O recente caso do artista Beeple ilustra essa hipótese. No dia 11 de março passado, uma obra imaterial foi vendida pela Casa de Leilões Christie’s por US$ 69 milhões. Uma obra de arte criada através da “colagem” de milhares de imagens virtuais, tudo em arquivo JPG (abreviatura de Joint Photographics Experts Group, criador desse tipo de arquivo), que só existe em meio virtual.
Como é possível isso? A evolução do mundo imaterial é evidente, acelerada pela pandemia que nos força a viver numa Ágora virtual.

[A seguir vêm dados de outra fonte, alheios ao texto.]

PR #1556, opened 2025-04-03
chore: remove storage example code

pgautier404:


rishtigupta:
The `doc-example-files` might still be referenced in the Momento docs, which could cause issues if we remove them now. Should we check with Allen first to confirm whether the references to the storage sections have been removed? Alternatively, we could leave the `doc-example-files` in place for now and revisit this later.

pgautier404:
> The `doc-example-files` might still be referenced in the Momento docs, which could cause issues if we remove them now. Should we check with Allen first to confirm whether the references to the storage sections have been removed? Alternatively, we could leave the `doc-example-files` in place for now and revisit this later.

The example files are pulled in dynamically, so removing them will just cause them to be removed from the docs. The docs for storage aren't even linked to from the rest of the site because storage is an allow-listed preview that was never publicly available, so I'm not worried about them disappearing. As far as I know this shouldn't cause any problems with the docs process itself, but if it does we can revert the commit.

malandis (commented):
I was suggesting just removing the steps in GitHub actions that runs the examples (vs removing the example code). That's the minimum we can do at this stage to ensure CI doesn't fail.

rishtigupta (approved):
:shipit:

pgautier404:
> I was suggesting just removing the steps in GitHub actions that runs the examples (vs removing the example code). That's the minimum we can do at this stage to ensure CI doesn't fail.

Running the examples were never part of the canaries, so it was never strictly necessary to remove them as part of this effort. However, since I'm in these files anyway, it seems a bit of a waste of time to not just remove them while I'm here. We've already removed the Go examples and API docs snippets, so I'd vote we go ahead and finish what we've started here.

I have a PR open for the dev docs that removes the storage pages from the node, web, and java docs. I'd like to merge this and the related java sdk PR once that's approved and merged, but I'll hold off on merging these docs examples PRs until we've had a chance to discuss.

malandis:
> We've already removed the Go examples and API docs snippets, so I'd vote we go ahead and finish what we've started here.

Ah yeah that's right. Thanks for the reminder. Lots of moving parts here!

malandis (approved):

Se não nos damos conta dessa mudança, basta lembrar que as ações das companhias das quais somos sócios não são representadas por cautelas em papel, são registros imateriais, custodiadas em bancos virtuais; as transferências de dinheiro on-line não se concretizam em remessa de cédulas de um banco para outro, apenas registros eletrônicos; declaramos imposto de renda por meio virtual, sem carimbo na declaração de papel; ouvimos música, geralmente, no Spotify, cada vez mais raros CD e LP (fita cassete é arqueológica); cada vez mais lemos livros no e-book, ou ouvimos os textos em audiobooks, sem o suporte físico de papel. O que circula são impulsos eletrônicos, códigos, senhas, que representam, por exemplo, dinheiro, notas musicais, documentos, papel-moeda, cores.
O mesmo ocorre com obras literárias (arquivos em formato word), geralmente materializadas em livros de papel, mas que podem se converter em arquivos (e-pub) de imagens móveis (variação de tipos, tamanhos, cores, fontes e intensidade do brilho da tela), ou de áudio. E esses arquivos de conteúdo imutável são objeto de licenças de uso, para que os leitores possam usufruir das obras em seus aparelhos de leitura visual ou audição.
Blockchain e DEFI
Em 2008, surgiu uma tecnologia que permite registrar o curso dessas informações com grande segurança e precisão, de modo que se possa individualizar e atribuir a propriedade de determinado bem imaterial, transferi-la e acompanhar o seu trajeto em termos de vinculação a pessoas. Esse é o sistema blockchain.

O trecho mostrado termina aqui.